Oregon Health & Science hit with a $2.7 Million HIPAA settlement

Blog Post

The U.S. Department of Health and Human Services (HHS) Office for Civil Rights (OCR) yesterday announced a $2.7 million HIPAA settlement with a large academic health center and research university, Oregon Health & Science (OHSU), which also agreed to implement a comprehensive corrective action plan.

This settlement is noteworthy as a reminder of common OCR enforcement themes revolving around risk analysis and risk management for electronic protected health information (ePHI), as well as the need for business associate agreements and encryption.

  • Even though OHSU regularly performed risk analysis (six times in 10 years), OCR determined that OHSU’s risk analysis process fell short by failing to cover all ePHI in OHSU’s academic health center and research university, which included two hospitals and multiple clinics throughout Oregon. Furthermore, OHSU failed to implement timely measures to address the risks and vulnerabilities that were documented in the risk analysis process.
  • For the fourth time in the last eight months, OCR has come down hard on a covered entity for allowing business associates to access PHI without entering into a business associate agreement. In this case, OHSU failed to obtain a business associate agreement with an internet-based service provider prior to storing ePHI on a cloud-based server.
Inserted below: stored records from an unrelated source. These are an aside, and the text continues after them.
PR #439, opened 2016-02-18
Quiet down the lua memory messages

stieg:
Converts them from debug to trace since they are noisy when
debug is active.


brentpicasso:
:sake:

Issue #414, opened 2016-02-08
MAX_VIRTUAL_CHANNELS = 30; is too small


kosenko-max:
Hi. Sorry for posting here...

But I've found significant problem that is not letting me to do Evo X CAN BUS support. Standard RAX Patch logger returns 8 groups with 4 numbers in each. That's already 32 - above limit of virtual channels. Plus I have some more data outside of RAX: MAF Airflow, WGDC corrections, transmission pressure/temperature/rpm per each gearset, knockdata. Plus I'd like to read wheels speed, brake signal, steering signals from engine CAN. So I literally need much more virtual channels. And I didn't even start to use any calculated data for the primary purpose of Virtual Channels.

I don't understand from the code why limit of virtual channels on MK2 was set to 30.
[https://github.com/autosportlabs/RaceCapture-Pro_firmware/blob/aef0769b5539f0647a76b3a00b1774ba29a8c343/stm32_base/capabilities.h#L14
](url)

Could you move that up to 100 at least or should I do Evo X support as a custom firmware? 

Thank you.

stieg:
I don't recall off-hand why we set that limit either.  Probably for historical reasons (MK1).  We may be able to bump this up now.  Just need to evaluate impact first.

stieg:
> Hi. Sorry for posting here...

Why?  Its where it belong. :D

kosenko-max:
Is it possible to somehow get firmware with this change before release? I need to populate 74 channels http://pastebin.com/02i5Dp6L and this limit is really not letting me to do any tests.

Thank you.

stieg:
Hey @kosenko-max,

   We don't usually provide releases ahead of time for several reasons (stability, QC, debugging etc).  But if you were so inclined you could build it yourself once the patch was in the build tree.  Of course you would be on your own in terms of support (since you would not be running an official version) but I assume you already know that.

kosenko-max:
It's ok, I thought maybe you have some automated build system which you can point onto 2.3.7 with DEFINE patch only and build a firmware file for testing.

I don't have build environment yet - mostly doing Lua for now to integrate Evo X CAN.

stieg:
Yeah we don't have a public build system with nightly releases yet.  Its on
the list of things to get done.

On Fri, Feb 12, 2016 at 10:56 PM, Max <notifications@github.com> wrote:

> It's ok, I thought maybe you have some automated build system which you
[...]

PR #440, opened 2016-02-19
Change Max Virtual Channels from 30 to 100

kosenko-max:
Based on #414 request propose to let MK2 use more channels and see how it works.

### DIFF
--- a/stm32_base/capabilities.h
+++ b/stm32_base/capabilities.h
@@ -11,7 +11,7 @@
 //configuration
 #define MAX_TRACKS				240
 #define MAX_SECTORS				20
-#define MAX_VIRTUAL_CHANNELS	30
+#define MAX_VIRTUAL_CHANNELS	100
 #define LOGGER_MESSAGE_BUFFER_SIZE	10
 
 /*


stieg:
ok to test

stieg:
Looks sane to me.  Doesn't interfere with the `LoggerConfig` struct in any way.  Ideally this would go in 2.9.0 but should be able to work in 2.8.8.  Only thing I would want to do before merging this would be to test it locally.

stieg:
Tested this locally.  While I am able to add 100 channels and have things work locally, I have stumbled onto another bug.  File Writing isn't working and the ChannelSample type isn't getting populated like it should.

@kosenko-max Since this is a new feature (expansion of virtual channel support) lets target this towards 2.9.0 instead of 2.8.8 (which is a bugfix release).  I'll build upon your patch and get this into 2.9.0.  Thanks for the submission.

kosenko-max:
I'm still unable to make build system to setup logging on my car. If you see that 100 channels is a feature and File Writing or ChannelSample bugs are not in effect with 30 channels - yes, it's probably 2.9.0. Although I'm not sure when it will come.

stieg:
> I'm still unable to make build system to setup logging on my car. If you see that 100 channels is a feature and File Writing or ChannelSample bugs are not in effect with 30 channels - yes, it's probably 2.9.0.

stieg:
Dang it.  ok to test.

stieg:
Hey @kosenko-max,
   I hear ya.  I don't know why its breaking off-hand either.  Definitely a regression though with the file writing.  I'll look at patching up the vagrant image so that you can build with it.  Then, if you are so inclined, you can build your own version of the firmware before its released to play with.

stieg:
Solved the bug.  See #444

stieg:
Just tested this with a workaround to the issue... works fine as far as I can tell.

stieg:
Since this will go against 2.9.0, I have re-opened another PR with patches from this PR rebased onto r/2.9.0.  See PR autosportlabs/RaceCapture-Pro_firmware/pull/446.  Going to close this one.

PR #88, opened 2019-12-12
Switching to maven's version parsing

itzg:
# Resolves

Part of https://jira.rax.io/browse/SALUS-724

# What

The java-semver library is too strict with its version parsing, since it only handles compliant semantic versions.

# How

Switch over to the version parsing included in [maven's artifact library](https://maven.apache.org/ref/3.3.3/maven-artifact/apidocs/org/apache/maven/artifact/versioning/package-frame.html); however, the model repo doesn't need either one of these libraries declared. The apps should declare the dependency instead.


jjbuchan:
Ah, I see you said

> Even though we'll eventually switch the Oracle Agent to use semantic versioning, we should probably change that code to be more tolerant of "non-compliant" versions

itzg:
> No real opinion but is this the right choice or should the agent version just change to 0.1.0?

That was the same question I was pondering, but I'm thinking down the road there might be a third party agent we use that uses some kind of non-semver scheme. I thought it would be better to switch version range syntax now before we have monitor translations in use.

Those earlier settlements involved payments of $750,000 (Raleigh Orthopaedic Clinic, P.A.), $1.55 million (North Memorial Health Care) and $3.5 million (Triple-S Management Corporation).
  • OCR once again emphasized the importance of encryption as a safeguard, faulting OHSU for its failure to implement a process to encrypt and decrypt ePHI, or an equivalent alternative measure, after identifying lack of encryption as a risk.

OCR Director Jocelyn Samuels warned senior executives and board members that “[t]his settlement underscores the importance of leadership engagement and why it is so critical for the C-suite to take HIPAA compliance seriously.” Risk analysis not only needs to be performed, but also must account for all ePHI within the organization. In addition, the covered entity or business associate must implement adequate safeguards to reduce the identified risks and vulnerabilities to reasonable and appropriate levels.